SDK helper: await usageTap.incrementCustomMeter({ customerId, meterSlot: "CUSTOM1", amount }) mirrors the API and auto-adds headers.
Requirements: enable the custom meter on the customer's plan, keep amount integers if you want whole-unit quotas, and log events/tags for downstream analytics.

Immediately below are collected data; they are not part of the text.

PR #12334, opened 2022-12-16
rec: Generate EDE in more cases, specifically on unreachable auths or sythesized results.

omoerbeek:
Examples:
```
; EDE: 0 (Other): (Result synthesized from aggressive NSEC cache (RFC8198))
; EDE: 0 (Other): (Result synthesized by root-nx-trust)
; EDE: 22 (No Reachable Authority): (delegation timeout4.com)
```

As there is no specific EDE for synthesized, use noError with a text.

We have to be careful here: a single client query can lead to multiple beginResolve calls. Some of these are done after the main result has been looked up, for example to validate the result. These subsequent calls can generate EDE's but we do not want to copy the EDE to the main result in those cases. A typical example would be an absent DS for an Insecure domain. Nothing wrong with these but we do not want the potential absent DS EDE (which could be synthesized) to be returned with the main query,

### Checklist

I have:
- [X] compiled this code
- [X] tested this code
- [ ] documented the code

### DIFF
--- a/pdns/recursordist/syncres.cc
+++ b/pdns/recursordist/syncres.cc
@@ -2822,13 +2822,15 @@ bool SyncRes::doCacheCheck(const DNSName& qname, const DNSName& authname, bool w
         if (ne.d_qtype.getCode()) {
           LOG(prefix << qname << ": " << qtype << " is negatively cached via '" << ne.d_auth << "' for another " << sttl << " seconds" << endl);
           res = RCode::NoError;
+          if (s_addExtendedResolutionDNSErrors) {
+            context.extendedError = EDNSExtendedError{0, "Result from negative cache"};
+          }
         }
         else {
           LOG(prefix << qname << ": Entire name '" << qname << "' is negatively cached via '" << ne.d_auth << "' for another " << sttl << " seconds" << endl);
-        }
-        if (s_addExtendedResolutionDNSErrors) {
-          // XXX Do we want this?
-          context.extendedError = EDNSExtendedError{0, "Result from negative cache"};
+          if (s_addExtendedResolutionDNSErrors) {
+            context.extendedError = EDNSExtendedError{0, "Result from negative cache for entire name"};
+          }
         }
       }
     }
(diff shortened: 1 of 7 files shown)


rgacogne:
> I am not terribly happy with the extra argument. Maybe we should move to an object holding the parameters and result status of the nested or subsequent calls. This would also avoid some of the saveX, setX, beginResolve, restore X sequences.

My rule of thumb is, when I'm pondering adding an object to group values it's pretty much always the right call :)

pdns/recursordist/syncres.cc
```diff
@@ -2822,6 +2826,10 @@ bool SyncRes::doCacheCheck(const DNSName& qname, const DNSName& authname, bool w
         else {
           LOG(prefix << qname << ": Entire name '" << qname << "' is negatively cached via '" << ne.d_auth << "' for another " << sttl << " seconds" << endl);
         }
+        if (s_addExtendedResolutionDNSErrors) {
+          // XXX Do we want this?
+          context.extendedError = EDNSExtendedError{0, "Result from negative cache"};
```
rgacogne, line 2831: That would make sense to me, at least when the entire name is negatively cached (and it would be nice to convey that in our EDE message).

pdns/recursordist/syncres.cc
```diff
@@ -2992,7 +3003,7 @@ bool SyncRes::doCacheCheck(const DNSName& qname, const DNSName& authname, bool w
       if (!giveNegative)
         res = 0;
       LOG(prefix << qname << ": updating validation state with cache content for " << qname << " to " << cachedState << endl);
```
rgacogne, line 3005: Perhaps we might want to add an EDE status on positive hits as well? But that might be a bit too much?

rgacogne (approved):
Looks good to me!

pdns/recursordist/syncres.cc
omoerbeek: A push a commit making the distinction

pdns/recursordist/syncres.cc
omoerbeek: IMO that would be a bit too much

PR #253, opened 2020-01-07
Bug/graphql response handle bug

freemer:
Fixes an incorrect func arity bug in `GraphQl.Response.handle` that prevents HTTPoison errors from being passed through

### DIFF
--- a/lib/shopify_api/graphql/response.ex
+++ b/lib/shopify_api/graphql/response.ex
@@ -34,7 +34,7 @@ defmodule ShopifyAPI.GraphQL.Response do
     end
   end
 
-  def handle({:error, _} = response, _), do: response
+  def handle({:error, _} = response), do: response
 
   @doc false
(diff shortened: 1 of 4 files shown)


lib/shopify_api/graphql/response.ex
```diff
@@ -24,8 +24,10 @@ defmodule ShopifyAPI.GraphQL.Response do
   Returns `{:ok, %Response{}}` if the API response was successful.
   If there were query errors, or a rate limit was exceeded, `{:error, %HTTPoison.Response{}}` is returned.
   If an error occurs while parsing the JSON response, `{:error, %JSONParseError{}}` is returned.
+  If a request error occurs, `{:error, %HTTPoison.Error()}` is returned.
   """
-
+  @spec handle({:ok, HTTPoison.Response.t()} | {:error, HTTPoison.Error.t()}) ::
```
hez: 👍

PR #255, opened 2020-01-13
Optional params arg to appropriate GET resources

bjvoth:
This PR is in support of the eventual changes required for Shopify's new pagination API. 

Currently, most of the endpoints that support query params handle encoding them at the entry point, i.e. the public layer. This PR refactors that functionality to a lower level (currently the `REST.Request` module) in an attempt to group related code in a more sensible location, as well as potentially removing some duplication.

A few questions/concerns I have from the outset:
1. The query param merging code (which I borrowed from tentacat) is very comprehensive, and it may be the case that we don't require that sort of complexity (it didn't exist in our repo previously, so safe to assume we were operating fine without it). Is that over-engineering?
2. Elixir convention is to use keyword lists as containers for optional parameters, however in most if not all places we are using maps. Does it make more sense to introduce potentially breaking changes by standardizing on the Elixir convention or to adjust a smaller amount of code to accommodate our current usage of maps as optional parameter vessels? See discussion here, especially Jose's answer: https://elixirforum.com/t/passing-in-options-maps-vs-keyword-lists/1963

### DIFF
--- a/lib/shopify_api/rest/order.ex
+++ b/lib/shopify_api/rest/order.ex
@@ -9,7 +9,8 @@ defmodule ShopifyAPI.REST.Order do
   @doc """
     Return a single Order.
   """
-  def get(%AuthToken{} = auth, order_id), do: REST.get(auth, "orders/#{order_id}.json")
+  def get(%AuthToken{} = auth, order_id, params \\ []),
+    do: REST.get(auth, "orders/#{order_id}.json", params)
 
   @doc """
     Return all of a shops Orders filtered by query parameters.
@@ -49,7 +50,7 @@ defmodule ShopifyAPI.REST.Order do
   iex> ShopifyAPI.REST.Order.get(token)
   {:ok, %{"count" => integer}}
   """
-  def count(%AuthToken{} = auth), do: REST.get(auth, "orders/count.json")
+  def count(%AuthToken{} = auth, params \\ []), do: REST.get(auth, "orders/count.json", params)
 
   @doc """
     Close an Order.
--- a/lib/shopify_api/rest/order.ex
+++ b/lib/shopify_api/rest/order.ex
@@ -15,7 +15,7 @@ defmodule ShopifyAPI.REST.Order do
     Return all of a shops Orders filtered by query parameters.
 
   iex> ShopifyAPI.REST.Order.all(token)
-  iex> ShopifyAPI.REST.Order.all(auth, %{param1: "value", param2: "value2"})
+  iex> ShopifyAPI.REST.Order.all(auth, [param1: "value", param2: "value2"])
   """
   def all(%AuthToken{} = auth, params \\ []),
     do: REST.get(auth, "orders.json", params)
--- a/lib/shopify_api/rest/order.ex
+++ b/lib/shopify_api/rest/order.ex
@@ -17,8 +17,8 @@ defmodule ShopifyAPI.REST.Order do
   iex> ShopifyAPI.REST.Order.all(token)
   iex> ShopifyAPI.REST.Order.all(auth, %{param1: "value", param2: "value2"})
   """
-  def all(%AuthToken{} = auth, params \\ %{}),
-    do: REST.get(auth, "orders.json?" <> URI.encode_query(params))
+  def all(%AuthToken{} = auth, params \\ []),
+    do: REST.get(auth, "orders.json", params)
 
   @doc """
     Delete an Order.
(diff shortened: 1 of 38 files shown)


lib/shopify_api/rest/order.ex
```diff
@@ -17,8 +17,8 @@ defmodule ShopifyAPI.REST.Order do
   iex> ShopifyAPI.REST.Order.all(token)
   iex> ShopifyAPI.REST.Order.all(auth, %{param1: "value", param2: "value2"})
```
hez: 🍎 these examples should be updated too

hez:
@bjvoth sounds like we should standardize on the same practices the Elixir community does, breaking changes to using KW List makes sense.  We can make this a major ver bump.

stewart:
@hez maybe, but with incoming changes to pagination also likely necessitating a major version bump maybe we should start slow. Might be good to add options to endpoints without, though -- not a breaking change if they're optional. I'll grab a few suspects when I take a look at this a little later today?

lib/shopify_api/rest/request.ex
```diff
@@ -162,4 +162,57 @@ defmodule ShopifyAPI.REST.Request do
...
+      "http://example.com/wat?q=3&s=4&t=2"
+      iex> add_params_to_url("http://example.com/wat?q=1&s=4", %{q: 3, t: 2})
+      "http://example.com/wat?q=3&s=4&t=2"
+  """
+  @spec add_params_to_url(binary, list) :: binary
+  def add_params_to_url(url, params) do
+    url
+    |> URI.parse()
+    |> merge_uri_params(params)
+    |> String.Chars.to_string()
```
bjvoth: Credo is complaining about this because `Nested modules could be aliased at the top of the invoking module`. I disagree and think it starts to make sense to alias modules at the top when they occur in 2 places at the very least. How do other folks feel? Happy to `alias String.Chars` if credo is our one source of truth.

hez: We have been using Credo as our source of truth so we don't have to bike shed these kinds of things.

stewart: Shouldn't even need the alias, just to_string() should work. Credo is also wrong sometimes.

stewart: While we're here, though -- this function probably doesn't need to be part of the public API.

lib/shopify_api/rest/request.ex
```diff
@@ -21,8 +21,8 @@ defmodule ShopifyAPI.REST.Request do
 
   ## Public Interface
 
-  def perform(%AuthToken{} = token, method, path, body \\ "") do
-    url = url(token, path)
+  def perform(%AuthToken{} = token, method, path, body \\ "", params \\ []) do
+    url = add_params_to_url(url(token, path), params)
```
stewart: :hammer_and_wrench: this might make more sense if pipelined:

```suggestion
    url = token |> url(path) |> add_params_to_url(params)
```

lib/shopify_api/rest/request.ex
```diff
@@ -162,4 +162,62 @@ defmodule ShopifyAPI.REST.Request do
...
+      "http://example.com/wat?q=1&t=2"
+      iex> add_params_to_url("http://example.com/wat?q=1", [q: 3, t: 2])
+      "http://example.com/wat?q=3&t=2"
+      iex> add_params_to_url("http://example.com/wat?q=1&s=4", [q: 3, t: 2])
+      "http://example.com/wat?q=3&s=4&t=2"
+      iex> add_params_to_url("http://example.com/wat?q=1&s=4", %{q: 3, t: 2})
+      "http://example.com/wat?q=3&s=4&t=2"
+  """
+  @spec add_params_to_url(binary, list | map) :: binary
+  defp add_params_to_url(url, params) when is_map(params) do
```
bjvoth: Now that this function is private, the compiler issues a warning about the docs for it being discarded. I think it is best to remove the docs, as the function should work as expected. Also, and somewhat related, we currently don't run doctests in our this repo, yet almost all of the files modified in this PR use the doctest syntax. It seems as though they were written more as typespecs than specific tests. I personally find them distracting and difficult to parse and would much prefer typespecs for annotating functions. Do other folks have any thoughts on this?

stewart: I'm OK with removing the docs here. For the REST endpoints I think they can be helpful as more explicit usage examples, but currently they're a bit verbose and even worse: sometimes incorrect. I think my preference would be to leave them for now and reconsider when other changes have settled down a bit.

lib/shopify_api/rest/recurring_application_charge.ex
```diff
@@ -30,8 +30,13 @@ defmodule ShopifyAPI.REST.RecurringApplicationCharge do
       iex> ShopifyAPI.REST.RecurringApplicationCharge.get(auth, integer)
       {:ok, { "recurring_application_charge" => %{} }}
   """
-  def get(%AuthToken{} = auth, recurring_application_charge_id),
-    do: REST.get(auth, "recurring_application_charges/#{recurring_application_charge_id}.json")
+  def get(%AuthToken{} = auth, recurring_application_charge_id, params \\ []),
+    do:
```
stewart: 🛠 I'd recommend breaking this up into a multiline method for readability.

const response = await fetch("https://api.usagetap.com/custom_meter", {
  method: "POST",
  headers: {
    "Authorization": `Bearer undefined`,
    "Accept": "application/vnd.usagetap.v1+json",
    "Content-Type": "application/json",
    "Idempotency-Key": crypto.randomUUID()
  },
  body: JSON.stringify({
    customerId: "cust_123",
    meterSlot: "CUSTOM1",
    amount: 5,
    feature: "agent_actions",
    tags: ["workflow_automation"],
    metadata: { workflowId: "wf_abc123" }
  })
});

const payload = await response.json();
console.log(payload.data.eventId, payload.data.meter.remaining, payload.data.blocked);

Use a deterministic idempotency key when replaying background jobs so duplicate meter updates collapse into a single event.

Embed widgets (legacy):

Use an API key with embed permissions to request widget data.
Endpoint: GET /embed/widget-data?organization_id=ORG&customer_id=CUST&type=usage|plan|calls
Returned JSON powers the configurable widget shown on the authenticated /embed page.

10. Field Reference

Begin Response (key fields)

{
  callId: string,
  startTime: string,
  newCustomer: boolean,
  policy: "NONE" | "BLOCK" | "DOWNGRADE",
  allowed: {
    standard: boolean,
    premium: boolean,
    audio: boolean,
    image: boolean,
    search: boolean,
    reasoningLevel: "NONE" | "LOW" | "MEDIUM" | "HIGH"
  },
  entitlementHints: {
    suggestedModelTier: "premium" | "standard" | "none",
    policy: "NONE" | "BLOCK" | "DOWNGRADE",
    downgrade?: { reason: string, fallbackTier?: "premium" | "standard" | "none" }
  },
  meters: { [meter: string]: { remaining: number | null, limit: number | null, used: number | null, unlimited: boolean, ratio: number | null } },
  remainingRatios: { [meter: string]: number | null },
  subscription: {
    id: string | null,
    usagePlanVersionId: string | null,
    planName: string | null,
    planVersion: string | null,
    stripeCustomerId?: string | null,
    customerFriendlyName?: string | null,
    customerEmail?: string | null,
    pending?: { usagePlanVersionId: string | null, strategy: string | null, effectiveAt: string | null }
  },
  plan?: { id: string | null, name: string | null, version: string | null },
  balances?: { tokensRemaining?: number, standardCallsRemaining?: number, premiumCallsRemaining?: number, searchesRemaining?: number, audioSecondsRemaining?: number },
  models?: { [tier: string]: string[] },
  idempotency?: { key: string, source: "explicit" | "derived" },
  stripeCustomerId?: string | null
}

End Request + Response

request {
  modelUsed?: string,
  inputTokens?: number,
  responseTokens?: number,
  inputCacheTokens?: number,
  reasoningTokens?: number,
  searches?: number,
  audio?: number,
  audioSeconds?: number,
  isPremium?: boolean,
  stripeCustomerId?: string,
  responseStatusCode?: number,
  error?: { code: string, message: string }
}

response {
  costUSD: number,
  costUsdNano?: string,
  promptCostUsd?: number,
  completionCostUsd?: number,
  cacheReadCostUsd?: number,
  reasoningCostUsd?: number,
  metered?: {
    calls?: number,
    tokens?: number,
    reasoningTokens?: number,
    searches?: number,
    audio?: number,
    audioSeconds?: number
  },
  balances?: { ...same shape as begin },
  stripeCustomerId?: string | null
}

11. Minimal Pseudocode

// Pseudocode pattern
idempotency = uuid()
begin = POST /call_begin { customerId, feature, idempotency }
try {
  vendor = openai.chat.completions.create(...)
  usage = vendor.usage // or derive counts
  POST /call_end { callId: begin.callId, modelUsed, ...usage, responseStatusCode: 200 }
} catch (e) {
  POST /call_end { callId: begin.callId, error: { code: 'VENDOR_ERROR', message: e.message } }
  throw e
}

12. Recommended Prompt Include

Paste this line near the top of any AI assistant prompt:

Use the canonical integration facts at https://usagetap.com/llmreference for lifecycle, auth, fields, and best practices. Don't hallucinate: if uncertain, say so.

13. Change Log (Human Maintained)

v1 (initial): Core lifecycle, usage fields, streaming, SDK paths, embeds summary.